◆ TASK INSTRUCTIONS:
Please write the following entries out once more, exactly.

-- THE DATA follows --

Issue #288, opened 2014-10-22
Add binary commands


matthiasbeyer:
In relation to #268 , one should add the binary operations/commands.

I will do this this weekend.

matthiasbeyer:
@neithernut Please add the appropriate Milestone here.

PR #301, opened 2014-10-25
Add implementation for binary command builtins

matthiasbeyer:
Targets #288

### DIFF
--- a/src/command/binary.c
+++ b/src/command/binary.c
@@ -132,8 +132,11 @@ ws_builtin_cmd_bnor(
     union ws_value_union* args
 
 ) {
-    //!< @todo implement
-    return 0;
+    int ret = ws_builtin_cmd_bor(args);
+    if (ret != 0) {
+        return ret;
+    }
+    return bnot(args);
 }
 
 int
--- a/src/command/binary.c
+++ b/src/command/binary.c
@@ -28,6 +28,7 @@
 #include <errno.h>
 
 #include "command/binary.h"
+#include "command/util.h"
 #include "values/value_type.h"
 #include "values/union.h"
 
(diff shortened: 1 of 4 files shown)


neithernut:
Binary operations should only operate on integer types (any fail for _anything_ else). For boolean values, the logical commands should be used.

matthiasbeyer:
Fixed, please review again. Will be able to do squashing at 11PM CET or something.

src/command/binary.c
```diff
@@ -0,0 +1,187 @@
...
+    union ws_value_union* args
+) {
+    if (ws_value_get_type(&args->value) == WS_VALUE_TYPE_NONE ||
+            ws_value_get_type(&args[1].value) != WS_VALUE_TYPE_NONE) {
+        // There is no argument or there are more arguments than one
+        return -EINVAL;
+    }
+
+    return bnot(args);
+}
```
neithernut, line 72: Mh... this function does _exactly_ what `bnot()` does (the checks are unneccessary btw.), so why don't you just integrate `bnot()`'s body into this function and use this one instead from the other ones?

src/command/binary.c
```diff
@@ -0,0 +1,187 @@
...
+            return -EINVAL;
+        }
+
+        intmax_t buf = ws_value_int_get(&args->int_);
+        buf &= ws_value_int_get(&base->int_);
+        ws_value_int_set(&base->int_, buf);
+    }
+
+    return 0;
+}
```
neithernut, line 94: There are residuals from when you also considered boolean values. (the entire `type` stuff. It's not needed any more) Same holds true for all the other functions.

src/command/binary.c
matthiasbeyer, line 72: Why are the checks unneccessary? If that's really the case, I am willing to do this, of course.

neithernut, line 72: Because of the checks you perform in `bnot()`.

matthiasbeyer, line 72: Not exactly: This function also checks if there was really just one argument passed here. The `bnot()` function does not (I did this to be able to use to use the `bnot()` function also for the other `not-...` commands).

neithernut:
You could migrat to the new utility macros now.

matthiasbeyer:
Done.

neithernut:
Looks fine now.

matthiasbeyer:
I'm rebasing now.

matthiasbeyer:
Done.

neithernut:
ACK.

-- THE DATA concluded --

◆ YOUR RESPONSE:
Issue #288, opened 2014-10-22
Add binary commands


matthiasbeyer:
In relation to #268 , one should add the binary operations/commands.

I will do this this weekend.

matthiasbeyer:
@neithernut Please add the appropriate Milestone here.

PR #301, opened 2014-10-25
Add implementation for binary command builtins

matthiasbeyer:
Targets #288

### DIFF
--- a/src/command/binary.c
+++ b/src/command/binary.c
@@ -132,8 +132,11 @@ ws_builtin_cmd_bnor(
     union ws_value_union* args
 
 ) {
-    //!< @todo implement
-    return 0;
+    int ret = ws_builtin_cmd_bor(args);
+    if (ret != 0) {
+        return ret;
+    }
+    return bnot(args);
 }
 
 int
--- a/src/command/binary.c
+++ b/src/command/binary.c
@@ -28,6 +28,7 @@
 #include <errno.h>
 
 #include "command/binary.h"
+#include "command/util.h"
 #include "values/value_type.h"
 #include "values/union.h"
 
(diff shortened: 1 of 4 files shown)


neithernut:
Binary operations should only operate on integer types (any fail for _anything_ else). For boolean values, the logical commands should be used.

matthiasbeyer:
Fixed, please review again. Will be able to do squashing at 11PM CET or something.

src/command/binary.c
```diff
@@ -0,0 +1,187 @@
...
+    union ws_value_union* args
+) {
+    if (ws_value_get_type(&args->value) == WS_VALUE_TYPE_NONE ||
+            ws_value_get_type(&args[1].value) != WS_VALUE_TYPE_NONE) {
+        // There is no argument or there are more arguments than one
+        return -EINVAL;
+    }
+
+    return bnot(args);
+}
```
neithernut, line 72: Mh... this function does _exactly_ what `bnot()` does (the checks are unneccessary btw.), so why don't you just integrate `bnot()`'s body into this function and use this one instead from the other ones?

src/command/binary.c
```diff
@@ -0,0 +1,187 @@
...
+            return -EINVAL;
+        }
+
+        intmax_t buf = ws_value_int_get(&args->int_);
+        buf &= ws_value_int_get(&base->int_);
+        ws_value_int_set(&base->int_, buf);
+    }
+
+    return 0;
+}
```
neithernut, line 94: There are residuals from when you also considered boolean values. (the entire `type` stuff. It's not needed any more) Same holds true for all the other functions.

src/command/binary.c
matthiasbeyer, line 72: Why are the checks unneccessary? If that's really the case, I am willing to do this, of course.

neithernut, line 72: Because of the checks you perform in `bnot()`.

matthiasbeyer, line 72: Not exactly: This function also checks if there was really just one argument passed here. The `bnot()` function does not (I did this to be able to use to use the `bnot()` function also for the other `not-...` commands).

neithernut:
You could migrat to the new utility macros now.

matthiasbeyer:
Done.

neithernut:
Looks fine now.

matthiasbeyer:
I'm rebasing now.

matthiasbeyer:
Done.

neithernut:
ACK.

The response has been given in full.